L’établissement est fermé pour deux mois en raison d’importants travaux. Une décision particulièrement mal vécue par une partie des habitants, alors que la région traverse une période de fortes chaleurs et que les vacances scolaires commencent. Pour les enfants qui ne partent pas, la piscine municipale représentait l’une des rares activités accessibles durant l’été.
« Nous regrettons cette situation compte tenu de la fermeture de la piscine municipale en raison d’importants travaux. Ces problèmes durent depuis plusieurs années », déclare Philippe Neyraud. L’opposant estime que la municipalité aurait dû programmer l’intervention à une autre période de l’année.
« Pour nous, il aurait été judicieux de faire ces travaux en décembre et en janvier afin de limiter l’impact de cette fermeture », poursuit-il. Il évoque également la possibilité d’installer temporairement une piscine éphémère, par exemple un bassin de dix mètres sur cinq placé sous un barnum dans la cour d’une école.
L’élu avance une autre proposition, cette fois à destination du bailleur social : la création de jardins privatifs pour certains habitants vivant au rez-de-chaussée. Une telle solution permettrait, selon lui, d’offrir des espaces extérieurs clairement délimités et d’éviter que ce type d’installation ne soit placé dans des parties communes.
Philippe Neyraud regrette surtout l’absence de dialogue préalable entre les différentes parties. « Selon nous, ces problèmes auraient pu être réglés simplement si une réunion entre Orvitis, la mairie de Chenôve et les habitants de cet immeuble avait été organisée », affirme-t-il.
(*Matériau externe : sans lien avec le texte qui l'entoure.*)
PR #540, opened 2019-10-06
Activate the environment created by make venv

bsolomon1124:
The Doc/Makefile venv
(https://github.com/python/cpython/blob/24ddd9c2d6ab61cbce7e68d6de36d4df9bd2c3fb/Doc/Makefile#L143)
does not actually activate the virtual environment.

Subsequently, the build command (via make html) would fail
because none of the programs just installed are actually
available, hence user would always get

    Missing the required blurb or sphinx-build tools

if they did not activate the virtualenv.

This also voids the usability of `make -C Doc/ venv html`.

### DIFF
--- a/documenting.rst
+++ b/documenting.rst
@@ -1542,9 +1542,8 @@ Using make / make.bat
 
    cd Doc
    make venv
+   source ./venv/bin/activate
    make html
-
-or alternatively ``make -C Doc/ venv html``.
 
 You can also use ``make help`` to see a list of targets supported by
 :command:`make`.  Note that ``make check`` is automatically run when


encukou:
A venv does not need to be activated; it is enough to run its Python, i.e. `$(VENVDIR)/bin/python3` or `$(VENVDIR)/bin/blurb`. The Makefile rules should either run this directly, or add ``$(VENVDIR)/bin` to `$PATH`.

You shouldn't be getting `Missing the required blurb or sphinx-build tools`, but the error is somewhere else than unactivated venv.

Do you still get the error if you run these sequentially – `make env`; `make html`?

bsolomon1124:
@encukou you're right, I missed the `BLURB = PATH=$(VENVDIR)/bin:$$PATH blurb` part.

I think this was an error on my part.  I had (a while back) made my own venv and installed from `Doc/requirements.txt`, which has `blurb` but not `sphinx-build`.

Anyways, `rf -rf venv && make venv && make html` works fine now.  Thanks for looking over this PR.

PR #546, opened 2019-10-15
Python docs translations: add Indonesian

JulienPalard:


oonid:
dear @JulienPalard 
would you please do a small revision?
Indonesian (country and) language code: **id** 
and here's my account: https://bugs.python.org/user32660
thank you.

JulienPalard:
@oonid Fixed in https://github.com/python/devguide/pull/547 can you proofread? Sorry for the language code. I double checked on Wikipedia and still wrote it wrong, not proud :)

oonid:
@JulienPalard I have checked it (#547), looks good!
it's ok Julien, just sometimes it happened.

PR #550, opened 2019-11-04
change wording re. who defines what is "Pythonic"

taleinat:
Guido is no longer the BDFL :(

This is now, in a general sense, defined by the Steering Council.


willingc (approved):

willingc:
Thanks Tal.

Issue #555, opened 2019-11-23
Add a note about running a make clean before or after re-running configure


DahlitzFlorian:
As mentioned in [bpo-38877](https://bugs.python.org/issue38877) it might be necessary to run a `make clean` before of after running re-running `configure` in a particular build directory. Therefore, a note should be displayed in the setup section of the devguide.

ned-deily:
Thanks for the PR (and sorry for the delay in reviewing it).

PR #556, opened 2019-11-23
Add a note about running make clean before or after re-running configure

DahlitzFlorian:
See issue: #555


DahlitzFlorian:
@ned-deily Hi Ned, we talked about this note in [bpo-38877](https://bugs.python.org/issue38877). Could you please review this PR if you have the time? If I missed something, let me know!

PR #561, opened 2020-01-14
Fix a typo in the Quick Links section

ngie-eign:
The phrase "Get Setup" should be spelled like "Git Setup". The
former doesn't make any semantic sense, whereas the latter does.

Signed-off-by: Enji Cooper <yaneurabeya@gmail.com>


ncoghlan:
Thanks!

PR #566, opened 2020-01-28
Purge removed modules from expert's list

isidentical:
Some modules that are removed but not included in this patch (like `_dummy_thread`) kept for bugs in the back versions (like 3.8).


ncoghlan:
Thanks!

PR #568, opened 2020-01-29
Added a security notice to buildworker.rst

opensource-assist:


buildworker.rst
```diff
@@ -348,6 +348,8 @@ python-dev about buildbot security that includes examples of the tests for
 which privilege matters.  There was no final consensus, but the information is
 useful as a point of reference.
 
+Third-party buildbots are only used for testing fixes. None of those buildbots nor the system that they run on are utilised to produce any CPython release materials.
```
pablogsal:
```suggestion
Third-party buildbots are only used for testing purposes. None of the buildbots nor the system that they run on are utilised to produce any release materials.
```

zware:
This seems out of place and unnecessary to me.

opensource-assist:
@zware
> This seems out of place and unnecessary to me.
What do you mean by 'out of place?
This is indeed necessary, because I was concerned with the security of using third-party buildbots and if they can tamper Python releases. This seemed important to me.

zware:
This page is geared towards buildbot worker operators, not so much general information about the buildbots (there's the `buildbots.rst` page that's a bit closer to that goal).

As far as "unnecessary", it's fairly clear by looking at the build configurations or logs (which would be a lot more trustworthy than a random note in documentation that frequently drifts out of date, for anyone who is truly concerned about security) that we don't even currently build installers on the buildbots, much less produce release materials.

opensource-assist:
@zware 
> This page is geared towards buildbot worker operators, not so much general information about the buildbots (there's the `buildbots.rst` page that's a bit closer to that goal).

I was thinking about that too; but as I see there was a section on buildworker.rst I just wanted to put it in there.
I also wanted to notify any evil-minded entities about this security precaution when they browse the buildworker.rst page. 

> As far as "unnecessary", it's fairly clear by looking at the build configurations or logs (which would be a lot more trustworthy than a random note in documentation that frequently drifts out of date, for anyone who is truly concerned about security) that we don't even currently build installers on the buildbots, much less produce release materials.

That's the whole point of documenting something, you wanna make it easier for other people to know about the inner workings of the buildbots. It gives a peace of mind to anybody reading it, if they were concerned.

willingc:
Hi @opensource-assist. Thanks for the documentation suggestion. Looking at the suggested text and others' comments I am closing this PR as out of scope for the devguide. Thanks! 🌻

PR #575, opened 2020-03-05
Add Python Language Reference docs to Grammar checklist.

brandtbucher:
It looks like these docs (specifically the grammar reference for [expressions](https://docs.python.org/3/reference/expressions.html)) got stale when the walrus was added. It's making documenting PEP 614 very tricky.

Also, this checklist is an amazing resource. I was halfway through debugging segfaults in `importlib` before I found this!


brettcannon:
Thanks!

Issue #336, opened 2018-03-07
Missing alternate Windows step for installing coverage


abrezovsky:
In /coverage/ section 5.2.1.1
When installing coverage on Windows, the second command step can not be used:

`source ../cpython-venv/bin/activate`

Instead, there should probably be some mention of the proper step:

`..\cpython-venv\Scripts\activate.bat`

Which allows you to enter the virtual environment and continue with the instructions.

abrezovsky:
As a side-note, it might be worth mentioning that activate.ps1 needs to be used if trying to go through PowerShell.

brettcannon:
That command also doesn't necessary work on UNIX either depending on your shell. A comment saying to change that line accordingly based on your shell should be sufficient rather than listing every possible invocation.

Mariatta:
In that same section there is a link to venv's documentation, where it says: `For more info on venv see Virtual Envrionment documentation.`
The venv documentation has more details for Windows, `csh` or `fish` shell users.

willingc:
Next action: Revise https://github.com/python/devguide/blob/master/coverage.rst#install-coverage to add these suggestions:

La fin d’un point de fraîcheur improvisé
Pour les enfants de la résidence, le retrait de la piscine marque surtout la disparition d’un lieu de baignade improvisé qui avait rapidement trouvé son public. Pendant plusieurs semaines, le bassin avait permis à plusieurs d’entre eux de se rafraîchir au pied de leur immeuble, alors que les températures restaient élevées.
L’initiative de Mme Buzzetti ne respectait pas les règles d’utilisation des espaces communs, mais elle avait suscité une certaine sympathie parmi les habitants. Pour ses soutiens, cette installation constituait moins une volonté de défier le bailleur qu’une réponse pratique à la fermeture de la piscine municipale.
La locataire avait notamment expliqué avoir acheté ce bassin après avoir appris que ses enfants, pourtant titulaires d’un abonnement, ne pourraient pas profiter de l’équipement municipal pendant deux mois. Trop grande pour être installée sur son balcon, la piscine avait été placée dans les espaces verts de la résidence, avec l’idée d’en faire profiter les autres enfants du bâtiment.
Jeudi, cette expérience a pris fin. La piscine a été vidée, démontée et retirée, conformément à la demande d’Orvitis. Le calme devrait donc revenir dans la résidence, mais la question soulevée par cette affaire demeure entière : quelles solutions proposer aux enfants et aux familles de Chenôve pendant la fermeture estivale de leur piscine municipale ?
Pour les plus jeunes de l’immeuble, la réponse est désormais beaucoup plus concrète. En pleine période de chaleur, leur bassin a disparu et les portes de la piscine municipale restent closes.